PR #2651, opened 2024-11-11
fix(i18n): remove untranslated title attribute from General settings tab

naglis:
This value is not translated and is being displayed as the tooltip when hovering on any element in the "General" settings tab:

Screenshot displaying the tooltip with the untranslated word "General" while hovering on an element in the "General" settings tab while Thorium is set to use the Lithuanian language

As [the other tabs do not have](https://github.com/edrlab/thorium-reader/blob/1e026d2efee7987c7ce9459fb77a7a7799d07849/src/renderer/library/components/settings/Settings.tsx#L357-L363) a `title` attribute, I've elected to remove it instead of introducing the `title` attribute to other tabs.


danielweck:
Thank you for spotting this error and for submitting a Pull Request, much appreciated :)

Issue #2536, opened 2024-09-11
Update Display of accessibility metadata following Guide 2.0


gautierchomel:
User Experience Guide for accessibility metadata 2.0 first public draft is available. The set of documents includes:

- [Principles document](https://w3c.github.io/publ-a11y/UX-Guide-Metadata/2.0/principles/) 
- [ONIX metadata Techniques](https://w3c.github.io/publ-a11y/UX-Guide-Metadata/2.0/techniques/onix-metadata/index.html)  
- [EPUB Accessibility metadata Techniques](https://w3c.github.io/publ-a11y/UX-Guide-Metadata/2.0/techniques/epub-metadata/index.html)

Thorium pioneered the display of such information in a reading system, but the way it is presented is now outdated. 

We should implement this significant update so it can be used to test and provide feedback.

gautierchomel:
For implementation testing: 

- [Exploded EPUB ](https://github.com/edrlab/thorium-reader-epub-tests/tree/main/Rare_EPUB_test_suit/a11y_metadata)
- [Packed EPUB](https://github.com/edrlab/thorium-reader-epub-tests/blob/main/Rare_EPUB_test_suit/a11y_metadata.epub)
- [OPDS](https://rawcdn.githack.com/edrlab/thorium-reader-epub-tests/8a9fc9f1eaecdd65726eed348191b21a79097cf6/EPUB_Feeds_for_testing_purpose/opds-rare-epub-suit.json)

gautierchomel:
Thorium should use Compact sentences with no titles for categories and keep things as simple as a list. 

Example:

- Appearance can be modified
- Not fully readable in read-aloud and braille
- Navigation by table of contents, index, landmarks, and page list
- This publication meets minimum accessibility standards

gautierchomel:
The guide is still being refined by editors. 

An [exemple processor](https://daisy.github.io/a11y-meta-viewer/) is available from a [dedicated daisy repo](https://github.com/daisy/a11y-meta-viewer)

gautierchomel:
IMHO our implementation should differ to avoid titles with only one element and include `detail` element for more information. Something like 

<dl id="result">
  <dt>Reading modes</dt>
    <dd>Appearance can be modified</dd>
    <dd>Readable in read aloud or dynamic braille</dd>
    <dd>Prerecorded audio</dd>
  <dt>Navigation</dt>
    <dd>
        Navigation by table of contents, index, supports page navigation, and
        headings
[...]

PR #2716, opened 2024-12-13
modifies text content of accessibility information keys

gautierchomel:
Very partial update implementation of display guide 2.0. See #2536


llemeurfr:
@gautierchomel do you insist having long a11y descriptions in Thorium? We only have limited space in the Information modal box, not a large HTML page, as some retailers propose on their websites. 
You're the a11y expert, therefore you will choose, but my warning is that with the long descriptions, the Information box will be bloated with a11y information (when it exists for the book).

gautierchomel:
current available space seems large enough
image

gautierchomel:
This is how it looks on the shorter possible screen (first screen shot is a standard ebook while the second one is the alla informations testing ebook). In both cases, it does not adds a line. To me it's a better use of the space (less white space on the right).
image
image

gautierchomel:
In any case, it a a very partial implementation of the new guide, only shifting the existing words to ship something in the Thorium 3.1 instead of remaining with the old wording. 

Full guide implementation will need more work as it comes with variants values for each keys (Readable in read aloud or dynamic braille; May not be fully readable in read aloud or dynamic braille; Not fully readable in read aloud or dynamic braille; No information is available).

Issue #2168, opened 2024-05-13
"about" info shipped with Thorium (offline accessible, unlike online doc HTML/EPUB/OPDS)


danielweck:
Currently XHTML not supported by GitLocalize, but Markdown would work fine (TODO: make "about" info much shorter, display in modal popup instead of loading full EPUB):

https://github.com/edrlab/thorium-reader/tree/develop/src/resources/information

This is for post-3.0 release

gautierchomel:
I can make a proposal if it helps.

gautierchomel:
Thorium 3.1 gets ride of the about / info page packed with Thorium and proposes a direct link to the [online thorium about webpage](https://thorium.edrlab.org/en/about/).

danielweck:
dine.

gautierchomel:
Reopening as we still have no offline information panel.

danielweck:
How does this fit with the custom profile feature? CC @llemeurfr and @panaC

PR #2717, opened 2024-12-13
Proposal for Information panel

gautierchomel:
Old localised information embedded as EPUB is not used anymore. Instead, the About link directly brings the user to the About page of the Thorium website, leaving him with a new context to understand. See #2168 for discussion context. 

This proposal is to adopt the usual "about panel" available in apps: a simple popup with contextualised links to what the user may be searching for (documentation, support or info).  

It only provides `en.html` to localise. The visualisation panel for this information has to be implemented.


gautierchomel:
This is a very draft proposal to follow up discussions at https://github.com/edrlab/thorium-reader/issues/2168

PR #2722, opened 2024-12-18
Adds "(online)" mention to the link that will change user context by opening the browser 

gautierchomel:
That's an alternate quick fix for #2717 while we continue discussions about the necessity of having an in-app about panels for short contextual information.


gautierchomel:
Note that this PR inherited the previous branch commit about the already merged bookshelf label. Not sure how to avoid that without having to recreate a new branch.

naglis:
Perhaps another option could be to use a globe icon next to the text to indicate that is it a web resource? E.g. "About Thorium 🌎". It could use one of the globe icons that are already used in Thorium: https://github.com/edrlab/thorium-reader/blob/ded9817fcd660bf4c46defd5eb447e0df66d3057/src/renderer/assets/icons/globe-icon.svg or https://github.com/edrlab/thorium-reader/blob/ded9817fcd660bf4c46defd5eb447e0df66d3057/src/renderer/assets/icons/globe-icon-bold.svg

Although it would still require the extra "(online)" text for screen reader users?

> **WHAT YOU ARE ASKED TO DO**: Find, please, how many lines in the data include the word "techniques", and put down that number only.

> **RESULT FOR THIS TASK**: 2